Comme devise, Kempka propose: « engagement, passion, intimité ».
Que dit la science sur le comportement du consommateur?
De 2011 à 2013, Kempka a chapeauté le développement d’un appareil suivant les mouvements des yeux. Aujourd’hui, depuis 2014, il se sert « du suivi du mouvement des yeux, du suivi des chemins empruntés, de l’intelligence trafic, de l’accessibilité web et du suivi du comportement client sur interface virtuelle ». Cela implique-t-il de mettre des capteurs neuronaux et des machines sur les clients, au supermarché, au vu et au su de tous? « Un jour, peut-être, » répond-il. Pour l’instant, les expérimentations se font en laboratoire. Les cobayes y sont exposés à des stimuli bien pensés d’avance: logos, couleurs, odeurs… et même des environnement entiers via la VR.
En ce moment (février 2017), Kempka se focaliserait sur une méthodologie de recherche en particulier: les ondes émises par le cerveau. Quelles expositions produit ou environnement shopping donnent tel ou tel effet sur le cerveau?
De nos jours, un certain nombre de supermarchés éparpillent leurs objets pour obliger le client à marcher dans tout le magasin. Les clients seraient ainsi plus exposés à tout. Cela fonctionnait auparavant, mais apparaît de plus en plus contreproductif. En effet, cela ne fait qu’ajouter du stress au stress. Les clients aussi sont occupés! À la place, un autre type d’organisation du supermarché se fait jour: tracer des chemins clairement établis pour les clients, de sorte qu’ils se sentent aidés et gagnent le sentiment qu’ils ont le temps pour explorer les magasin. Un lieu plus agréable encourage le shopping. Peut-être cette nouvelle organisation a-t-elle à avoir avec les travaux en neuroscience: s’intéresser au cerveau améliore l’empathie.
Si vous êtes entrepreneur avec un magasin en dur, vous devriez penser flexibilité sur l’organisation des étagères, sur les produits phares et sur les promotions tournantes (le discount). Vous ferez des erreurs, des essais, ce sera tout à fait normal et sera même le seul moyen de vous faire vraiment les mains. L’intuition directe, le retour client, la capacité à changer toute l’organisation du magasin en une nuit s’il le faut feront ce qu’il faut. Plus tard seulement vous pourrez commencer à investir dans un développement pointu. À ce stade, vous aurez déjà un certain sens empirique des tendances, de ce qui convient ou pas, et vous aurez la matière que les chercheurs comme Kempka formalisent et quantifient. La charrue viendra après les bœufs.

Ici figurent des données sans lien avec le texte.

PR #4091, opened 2023-06-14
firefox: improve handling of bookmark toolbar

rembo10:
### Description
Bookmarks weren't being put in folders in the toolbar in Firefox. The if/then condition was basically "either it is a toolbar item or has a directory name". This PR fixes that (just not sure about the indentation). It also allows single bookmark items in the toolbar

### Checklist

    ```
    {component}: {description}

    {long description}
    ```

### DIFF
--- a/modules/programs/firefox.nix
+++ b/modules/programs/firefox.nix
@@ -77,12 +77,8 @@ let
           }>${escapeXML bookmark.name}</A>'';
 
       directoryToHTML = indentLevel: directory: ''
-        ${indent indentLevel}<DT>${
-          if directory.toolbar then
-            ''<H3 PERSONAL_TOOLBAR_FOLDER="true">Bookmarks Toolbar''
-          else
-            "<H3>${escapeXML directory.name}"
-        }</H3>
+        ${indent indentLevel}<DT>
+          <H3>${escapeXML directory.name}</H3>
         ${indent indentLevel}<DL><p>
         ${allItemsToHTML (indentLevel + 1) directory.bookmarks}
         ${indent indentLevel}</p></DL>'';
@@ -97,8 +93,9 @@ let
         lib.concatStringsSep "\n"
         (map (itemToHTMLOrRecurse indentLevel) bookmarks);
 
-      bookmarkEntries = allItemsToHTML 1 bookmarks;
-    in pkgs.writeText "firefox-bookmarks.html" ''
+      splitEntries = partition (b: b.toolbar) bookmarks;
+
+    in pkgs.writeText "firefox-bookmarks.html" (''
       <!DOCTYPE NETSCAPE-Bookmark-file-1>
       <!-- This is an automatically generated file.
         It will be read and overwritten.
@@ -106,10 +103,17 @@ let
       <META HTTP-EQUIV="Content-Type" CONTENT="text/html; charset=UTF-8">
       <TITLE>Bookmarks</TITLE>
       <H1>Bookmarks Menu</H1>
+
       <DL><p>
-      ${bookmarkEntries}
+        ${allItemsToHTML 1 splitEntries.wrong}
+    '' + (lib.optionalString (length splitEntries.right > 0) ''
+      <DT><H3 PERSONAL_TOOLBAR_FOLDER="true">Bookmarks Toolbar</H3>
+      <DL><p>
+        ${allItemsToHTML 1 splitEntries.right}
       </p></DL>
-    '';
+    '') + ''
+      </p></DL>
+    '');
 
 in {
   meta.maintainers = [ maintainers.rycee maintainers.kira-bruneau ];
@@ -270,6 +274,13 @@ in {
                       type = types.str;
                       description = "Bookmark url, use %s for search terms.";
                     };
+
+                    toolbar = mkOption {
+                      type = types.bool;
+                      default = false;
+                      description = "If bookmark should be shown in toolbar.";
+                    };
+
                   };
                 }) // {
                   description = "bookmark submodule";


modules/programs/firefox.nix
```diff
@@ -106,8 +107,13 @@ let
...
       <TITLE>Bookmarks</TITLE>
       <H1>Bookmarks Menu</H1>
+
       <DL><p>
-      ${bookmarkEntries}
+        ${bookmarkEntries}
+        <DT><H3 PERSONAL_TOOLBAR_FOLDER="true">Bookmarks Toolbar</H3>
+        <DL><p>
+          ${toolbarEntries}
+        </p></DL>
```
ncfavier, line 116: You're missing a closing `</DT>` tag. Also, shouldn't this section be conditional on there being at least one toolbar entry?

modules/programs/firefox.nix
```diff
@@ -97,7 +93,12 @@ let
         lib.concatStringsSep "\n"
         (map (itemToHTMLOrRecurse indentLevel) bookmarks);
 
-      bookmarkEntries = allItemsToHTML 1 bookmarks;
+      isToolbar = b: allItemsToHTML 1 (filter (bookmark: bookmark.toolbar == b) bookmarks);
```
ncfavier, line 96: Use `lib.partition` instead of two passes of `filter`

ncfavier:
cc @kira-bruneau

modules/programs/firefox.nix
rembo10: Hey thanks for the feedback. I was just going off of what was being done for the individual bookmarks, but looking into it, it seems that even Firefox doesn't include the closing DT tags.... so not sure what to do here. I've updated to make the toolbar section optional

modules/programs/firefox.nix
rembo10: Done

kira-bruneau:
Oh weird, I thought CI would run the tests?

It looks like [tests/modules/programs/firefox/profile-settings-expected-bookmarks.html](https://github.com/nix-community/home-manager/blob/e72f98143ae0ea520050339eb71b138ba5130647/tests/modules/programs/firefox/profile-settings-expected-bookmarks.html) also needs to be updated with this change:
```diff
firefox-profile-settings: FAILED
Expected /nix/store/yz35p03maqwkff0rv0fdpk56svfqm1jd-firefox-bookmarks.html to be same as /nix/store/62s3ps2rqxm4pg9j1blj31gbdnmc9qkj-profile-settings-expected-bookmarks.html but were different:
--- actual
+++ expected
@@ -5,28 +5,21 @@
 <META HTTP-EQUIV="Content-Type" CONTENT="text/html; charset=UTF-8">
 <TITLE>Bookmarks</TITLE>
 <H1>Bookmarks Menu</H1>
-
 <DL><p>
-    <DT><A HREF="https://en.wikipedia.org/wiki/Special:Search?search=%s&amp;go=Go" ADD_DATE="0" LAST_MODIFIED="0" SHORTCUTURL="wiki" TAGS="wiki">wikipedia</A>
+  <DT><H3 PERSONAL_TOOLBAR_FOLDER="true">Bookmarks Toolbar</H3>
+  <DL><p>
+    <DT><A HREF="https://nixos.wiki/wiki/Home_Manager" ADD_DATE="0" LAST_MODIFIED="0">Home Manager</A>
+  </p></DL>
+  <DT><A HREF="https://en.wikipedia.org/wiki/Special:Search?search=%s&amp;go=Go" ADD_DATE="0" LAST_MODIFIED="0" SHORTCUTURL="wiki" TAGS="wiki">wikipedia</A>
   <DT><A HREF="https://www.kernel.org" ADD_DATE="0" LAST_MODIFIED="0">kernel.org</A>
-  <DT>
-  <H3>Nix sites</H3>
+  <DT><H3>Nix sites</H3>
   <DL><p>
     <DT><A HREF="https://nixos.org/" ADD_DATE="0" LAST_MODIFIED="0">homepage</A>
     <DT><A HREF="https://nixos.wiki/" ADD_DATE="0" LAST_MODIFIED="0" TAGS="wiki,nix">wiki</A>
-    <DT>
-  <H3>Nix sites</H3>
+    <DT><H3>Nix sites</H3>
     <DL><p>
       <DT><A HREF="https://nixos.org/" ADD_DATE="0" LAST_MODIFIED="0">homepage</A>
       <DT><A HREF="https://nixos.wiki/" ADD_DATE="0" LAST_MODIFIED="0">wiki</A>
     </p></DL>
   </p></DL>
-<DT><H3 PERSONAL_TOOLBAR_FOLDER="true">Bookmarks Toolbar</H3>
-<DL><p>
-    <DT>
-  <H3>[definition 1-entry 1]</H3>
-  <DL><p>
-    <DT><A HREF="https://nixos.wiki/wiki/Home_Manager" ADD_DATE="0" LAST_MODIFIED="0">Home Manager</A>
-  </p></DL>
-</p></DL>
 </p></DL>
For further reference please introspect /nix/store/cxi4vrbbzg2il190yv49l4s4fni83cm1-nmt-report-firefox-profile-settings
```

kira-bruneau:
I think it would also be good to add to the test that you can add a directory to the toolbar now too!

kira-bruneau:
Hmm actually looking into this in more detail, I'm not sure if this is the right approach. @rembo10 what was the main problem you were trying to solve? It looks like this change will complicate the separation between toolbar & non-toolbar bookmarks and break existing configurations. I think the original idea was that you would have one directory marked as "the toolbar directory", and then you could add bookmarks and directories within that one toolbar folder.

With this change, now the toolbar option for directories will no longer take effect (which will be a breaking change), and you'll have to mark every bookmark you want to put into the toolbar explicitly, rather than just group them together all under "the toolbar folder".

It almost seems weird that the toolbar folder was distinguished by a flag in the first place, since there should only ever be one (I think that's what might be making things confusing?). I feel like it would be more obvious if we had a toolbar option separate from the bookmarks option.

rembo10:
Yeah it's kind of counterintuitive, but I don't know what the best solution is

Quels que soient les produits vendus, l’essentiel réside dans le choix offert au client. Si vous tenez une pizzeria, vous devriez avoir au moins 30 pizzas sur le menu, et laisser le client choisir une pizza avec une saveur différente sur chaque moitié. (Mettons, une moitié quatre fromages et une moitié thon-pesto-basilic.) Si vous êtes glacier, vous devriez proposer un bon nombre de saveurs, sans oublier les suppléments. Mieux encore: laissez les clients faire leurs propres combinaisons. Ils ne sont pas là pour se procurer des produits de base anonymes, mais pour choisir et qu’on se soucie d’eux.
« Une fois encore, » dit Kempka, « engagement, passion, intimité ».
Comment être prêt pour le futur?
Si vous suivez mon blog depuis un certain temps déjà, vous devriez savoir que je termine toujours mes interviews avec la même question. À savoir, quel(s) conseil(s) l’interviewé donnerait-il à quelqu’un qui veut être prêt pour le futur? Cette interview ne fait bien entendu pas exception. Quand je lui pose la fameuse question, Marek Kempka me répond tout en sobriété. « Concentrez-vous sur l’initiative, soyez ouvert d’esprit, ayez l’œil pour tout ce qui a un potentiel de développement. »
Équilibre entre la flexibilité et la fidélisation, équilibre entre la possibilité de flâner dans l’illimité et celle de choisir, en étant épaulé par un vendeur désireux de bien orienter son client: pas de doute, le magasin de demain sera un lieu social au sens fort du terme. Un lieu auquel contribueront modèles, mesures, et algorithmes.